Task details – Write out the line that contains "- [x] Tests", then every following line to the end of the records below, with no other lines and no changes.
┌─ Information provided
PR #149, opened 2022-02-27
Tests: fix test warnings

giovaniceotto:
## Pull request type

## Pull request checklist

  - [x] Tests for the changes have been added: no new test needed in this case

The main goal of this PR was to clean up a couple of things in the code so that tests could run without throwing any warnings. Currently, 24 warnings are raised, as can be confirmed [here](https://github.com/Projeto-Jupiter/RocketPy/runs/5318012374?check_suite_focus=true), for example.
└─
Reply to the task –
  - [x] Tests for the changes have been added: no new test needed in this case

The main goal of this PR was to clean up a couple of things in the code so that tests could run without throwing any warnings. Currently, 24 warnings are raised, as can be confirmed [here](https://github.com/Projeto-Jupiter/RocketPy/runs/5318012374?check_suite_focus=true), for example.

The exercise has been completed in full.